While Ashlyn Blocker may seem like a normal 12-year-old girl who loves pageants and playing the clarinet, she suffers from a rare genetic disorder that prevents her from feeling pain.
Blocker was born with congenital insensitivity to pain with anhidrosis (CIPA), a disorder that affects the way signals travel from her central nervous system.
Unlike most babies, she never cried when she was hungry or had a diaper rash.
“Everyone thought, ‘Oh, what a good baby you have,’ you know,” said Ashlyn’s father, John Blocker. “But the signs, as time went on, the red flags started going up.”
Her parents first realized that something was wrong when they took their 8-month-old to the eye doctor to treat her irritated eye.
“When they put the dye in her eye, everyone kind of gasped,” John Blocker said. ”She had a big corneal abrasion across her eye. They were just astonished that she wasn’t in pain.”
The doctor’s visit led to the diagnosis of CIPA, which affects only about 100 people worldwide.
“It was scary because, you know , there weren’t very many good outcomes that were involved with this condition,” said Ashlyn’s mother, Tara Blocker. “I mean, you know, people passing away from appendicitis because they didn’t have the warning signs — and bone infections.”
Ashlyn’s toddler years were the most difficult for her parents.

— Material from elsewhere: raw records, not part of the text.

PR #146, opened 2025-05-05
Get indexd ready to be deployed

ChrisSchinnerl:
I'm deploying indexd on my personal server right now and am adding any findings to this PR.

### DIFF
--- a/Dockerfile
+++ b/Dockerfile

She would injure herself, “biting, burning her hands, different things,” John Blocker said. “Tara actually would wrap her hands up with athletic tape. She’d be our little boxer.”
The family has photos that document injuries that Ashlyn sustained as a toddler. Her father said sending his daughter out the door every day, not knowing what would happen, was “rough.”
University of Florida researchers have been testing Ashlyn since 2004. A few years ago, they pinpointed the gene that affects the strength of pain signals sent to the brain. The findings might offer new treatments for people with chronic pain, but are not likely to help with Ashlyn’s condition.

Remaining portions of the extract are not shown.